PR #5729, opened 2020-12-31
Issue #SB-21199 feat: Used same deviceId from desktop backend for desktop app

itsvick:


src/app/client/src/app/app.component.ts
```diff
@@ -493,6 +493,9 @@ export class AppComponent implements OnInit, OnDestroy {
    */
   public setDeviceId(): Observable<string> {
       return new Observable(observer => this.telemetryService.getDeviceId((deviceId, components, version) => {
+        if (this.utilService.isDesktopApp) {
```
HarishGangula, line 496: There should be else condition otherwise it  overrides with fingerPrint js device id

HarishGangula (changes requested):

HarishGangula (approved):

PR #5735, opened 2021-01-05
Issue #SB-21642 feat: Implementation of Managed user switch

itsvick:


src/desktop/modules/routes/auth.ts
```diff
@@ -138,6 +139,27 @@ export default (app, proxyURL) => {
...
+      logger.info({ msg: 'switch user rejected missing userID' });
+      res.status(400).send(Response.error("api.user.switch", 400, "failed to switch user", "BAD_REQUEST"));
+    }
+
+    try {
+      const sessionData = { userId: req.params.userId };
+      await userSDK.setUserSession(sessionData);
+      const result = {
+        response: "Success",
+        userSid: uuidv1()
```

■ **The task**:
Reproduce every line of the listing above in which the string "const" appears.

■ **Written reply**:
+      const sessionData = { userId: req.params.userId };
+      const result = {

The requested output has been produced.